Issue #11725, opened 2024-04-16
[web components]: CTA buttons display arrow pointing in the wrong direction in RTL languages


m4olivei:
### Description

Any CTA using `cta-type="local"` makes use of a `ArrowRight20` icon. This is fine for LTR languages, but doesn't work in RTL languages and should be flipped in the opposite direction.

### Component(s) impacted

Any CTA using `cta-type="local"`

### Browser

Chrome

### Carbon for IBM.com version

Affects both v1.42.0 and v2.7.0.

### Severity

Severity 3 = The problem is visible or noticeable to users but does not impede the usability or functionality. Affects minor functionality, has a workaround.

### Application/website

https://ibm.com

### Package

@carbon/ibmdotcom-web-components, @carbon/web-components

### CodeSandbox example

v1: https://codepen.io/m4olivei/pen/ZEZMrgM
v2: https://codepen.io/m4olivei/pen/VwNGXKa

### Steps to reproduce the issue (if applicable)

See description and CodePen

### Code of Conduct

- [X] I agree to follow this project's [Code of Conduct](https://github.com/carbon-design-system/carbon-for-ibm-dotcom/blob/main/.github/CODE_OF_CONDUCT.md)
- [X] I checked the [current issues](https://github.com/carbon-design-system/carbon-for-ibm-dotcom/issues) for duplicate issues

PR #11748, opened 2024-04-26
[v1] feat(rtl-arrow): Fix arrows used for CTA's when in RTL

m4olivei:
### Related Ticket(s)

Closes https://github.com/carbon-design-system/carbon-for-ibm-dotcom/issues/11725
[Jira Ticket](https://jsw.ibm.com/browse/ADCMS-4922)

### Description

Checks `document.dir` and uses the appropriate arrow icon for the text direction (right in LTR and left in RTL). For many stories involving CTA's, CTA derivatives, or buttons, avoid using the slotted icon when all we're going for is `cta-type="local"`, in other words the arrow icon. In non-CTA cases, there isn't support for a default arrow icon, so we adjust stories to slot the right icon base on `document.dir`.

Note that in v1, only 'CTA' components have the `CTAMixin`, whereas it's more broadly used in v2. This means that for non-CTA components its up to the client to slot the right arrow icon (as evidenced by the many `*.stories.ts` changes). This isn't great, but it felt OK for now 🤷 . Open to ideas however.

### Testing instructions

1. Navigate to any Story making use of a CTA and/or button
2. Compare LTR and RTL
3. In LTR, where the arrow icon is used, the arrow should be pointing right
4. In RTL, where the arrow icon is used, the arrow should be pointing left

### Changelog

**Changed**

- Change the direction of the CTA arrow when in RTL languages.

### DIFF
--- a/packages/web-components/src/components/link-with-icon/link-with-icon.ts
+++ b/packages/web-components/src/components/link-with-icon/link-with-icon.ts
@@ -15,6 +15,8 @@ import { ICON_PLACEMENT } from '../../globals/defs';
 import StableSelectorMixin from '../../globals/mixins/stable-selector';
 import styles from './link-with-icon.scss';
 import { carbonElement as customElement } from '../../internal/vendor/@carbon/web-components/globals/decorators/carbon-element.js';
+import CTAMixin from '../../component-mixins/cta/cta';
+import { CTA_TYPE } from '../cta/defs';
 
 export { ICON_PLACEMENT };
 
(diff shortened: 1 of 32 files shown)


packages/web-components/src/components/link-with-icon/link-with-icon.ts
```diff
@@ -29,7 +31,10 @@ const { stablePrefix: ddsPrefix } = ddsSettings;
  * @slot icon-left - The CTA icon to place at the left.
  */
 @customElement(`${ddsPrefix}-link-with-icon`)
-class DDSLinkWithIcon extends StableSelectorMixin(BXLink) {
+class DDSLinkWithIcon extends CTAMixin(StableSelectorMixin(BXLink)) {
```
m4olivei, line 34: I've added the `CTAMixin` here so that you could set `cta-type` on a `dds-link-with-icon` or it's derrivatives and have the icon rtl logic decide on the right arrow. I _think_ that's OK based on the fact that this [change was made in v2](https://github.com/carbon-design-system/carbon-for-ibm-dotcom/blob/main/packages/web-components/src/components/link-with-icon/link-with-icon.ts#L34), but open to thoughts. Alternatively, we could leave it and let the onus be on the client to slot in the right icon, but that's a real pain.

jkaeser: I'm in favor of this change. Makes me wonder if we should give `<dds-card-footer>` the same treatment.

jkaeser (approved):
LGTM!

andy-blum (approved):
LGTM

m4olivei:
@andy-blum I _think_ the jobs that are supposed to be passing are all good now? The `ci-check / a11y` job is also failing on `v1` due to dependency issues looks like.

PR #11759, opened 2024-05-01
fix(parent-visibility): decouple tab from parent visibility

### LINKED ISSUE #11749: [parent-visibility-mixin]: dds-video imports dds-tab component
https://jsw.ibm.com/browse/ADCMS-4975

### Description

Importing the dds-video-player component brings along dds-tab for the ride.

* [DDSVideoPlayer imports ParentVisibilityMixin](https://github.com/carbon-design-system/carbon-for-ibm-dotcom/blob/main/packages/web-components/src/components/video-player/video-player.ts#L27)
* [ParentVisibility imports DDSTab](https://github.com/carbon-design-system/carbon-for-ibm-dotcom/blob/main/packages/web-components/src/component-mixins/parent-visibility/parent-visibility.ts#L12)

### Component(s) impacted

Any component using the parent-visibility mixin or extending/importing one of those components.

### CodeSandbox example

https://codepen.io/andy-blum/pen/abxMKRm/10cd7d5f6087037b036dbb833767de49

m4olivei:
### Related Ticket(s)

Closes #11749

### Description

This decouples `C4DTab` from `ParentVisibilityMixin`, which avoids the sideeffect of registering the `c4d-tab` component, when you're otherwise just making use of `ParentVisibilityMixin`.

### Changelog

**Changed**

- Avoids referencing `C4DTab` from `ParentVisibilityMixin` by duplicating the event name.


packages/web-components/src/component-mixins/parent-visibility/parent-visibility.ts
```diff
@@ -45,15 +44,25 @@ const ParentVisibilityMixin = <T extends Constructor<HTMLElement>>(Base: T) => {
...
       };
     }
+
+    /**
+     * The name of the custom event that fires whenever a tab's selected state
+     * changes.
+     */
+    static get eventTabSelected() {
+      return `${c4dPrefix}-tab-selected`;
+    }
```
jkaeser, line 65: Do you think it would be too over-engineered to define this string in `/src/components/tabs-extended/defs.ts` then import that value into both this file and the tab source file? I'm worried about the event name changing in the future and there being no indication that it needs to change here, too, causing things to silently break.

m4olivei: I like that suggestion, lets do that.

I was going off existing precedant in places like the `video-player` component where event names are repeated like this (see below). But I agree with you that it's better to have it be defined in one place.

https://github.com/carbon-design-system/carbon-for-ibm-dotcom/blob/main/packages/web-components/src/components/video-player/video-player.ts#L288-L290
https://github.com/carbon-design-system/carbon-for-ibm-dotcom/blob/main/packages/web-components/src/components/video-player/video-player-composite.ts#L320-L322

packages/web-components/src/components/tabs-extended/tab.ts
```diff
@@ -30,7 +31,7 @@ class C4DTab extends StableSelectorMixin(CDSTab) {
    * An event that fires whenever the tab's selected state changes.
    */
   static get eventTabSelected() {
```
m4olivei, line 33: Note that since we're defining this event name in `defs.ts`, we could _probably_ get rid of this getter. I'm intentionally leaving it here though on the off chance an adopter is referencing it.

jkaeser: From a purely theoretical standpoint, I like having the getter. It allows extending classes to change the event name.

jkaeser (commented):
The code changes here look good to me, but this is failing ci-check. Can you look into that, @m4olivei ?

m4olivei:
> The code changes here look good to me, but this is failing ci-check. Can you look into that, @m4olivei ?

Huh, interesting, appraently there is a rule that requires `static get` returns to _only_ be a string or string literal:

https://github.com/carbon-design-system/carbon-for-ibm-dotcom/blob/main/packages/web-components/tools/babel-plugin-create-react-custom-element-type.js#L186-L190

jkaeser (changes requested):
Okay, now that we have a representative deploy preview, I've found an issue. `<dds-cta-block-item-row>` uses `ParentVisibilityMixin`, and it's not rendering properly within tabs (see https://ibmdotcom-webcomponents.s3.us-east.cloud-object-storage.appdomain.cloud/deploy-previews/11759/index.html?path=/story/components-cta-block--within-tabs).

Screenshot 2024-05-03 at 1 20 39 PM

m4olivei:
> Okay, now that we have a representative deploy preview, I've found an issue. `<dds-cta-block-item-row>` uses `ParentVisibilityMixin`, and it's not rendering properly within tabs (see https://ibmdotcom-webcomponents.s3.us-east.cloud-object-storage.appdomain.cloud/deploy-previews/11759/index.html?path=/story/components-cta-block--within-tabs).
> 
> Screenshot 2024-05-03 at 1 20 39 PM

Thanks @jkaeser . Looks like [`main` has the same problem](https://carbon-design-system.github.io/carbon-for-ibm-dotcom/next/web-components/?path=/story/components-cta-block--within-tabs). I'll look into it.

m4olivei:
It turns out that the Tabs Extended component changed structure such that the tab component is no longer a parent to the contents of each tab panel. As such, the `ParentVisibilityMixinImpl` doesn't work in v2 and a new paradigm is needed for doing the same.

In addition, the story for [CTA block > Within tabs](https://ibmdotcom-webcomponents.s3.us-east.cloud-object-storage.appdomain.cloud/deploy-previews/11759/index.html?path=/story/components-cta-block--within-tabs) was not correctly updated in v2 for the new tabs strucutre alluded to above. 

All that is to say, we're now out of scope for the original ask and we kind of need to take this back to the drawing board for v2, which we'll do in a follow up issue.

Closing for now.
_____
■ Your instructions: Please reply with an exact copy of the lines above, starting at the first and ending at the line that holds "### Package".

■ Answer to the problem:
Issue #11725, opened 2024-04-16
[web components]: CTA buttons display arrow pointing in the wrong direction in RTL languages


m4olivei:
### Description

Any CTA using `cta-type="local"` makes use of a `ArrowRight20` icon. This is fine for LTR languages, but doesn't work in RTL languages and should be flipped in the opposite direction.

### Component(s) impacted

Any CTA using `cta-type="local"`

### Browser

Chrome

### Carbon for IBM.com version

Affects both v1.42.0 and v2.7.0.

### Severity

Severity 3 = The problem is visible or noticeable to users but does not impede the usability or functionality. Affects minor functionality, has a workaround.

### Application/website

https://ibm.com

### Package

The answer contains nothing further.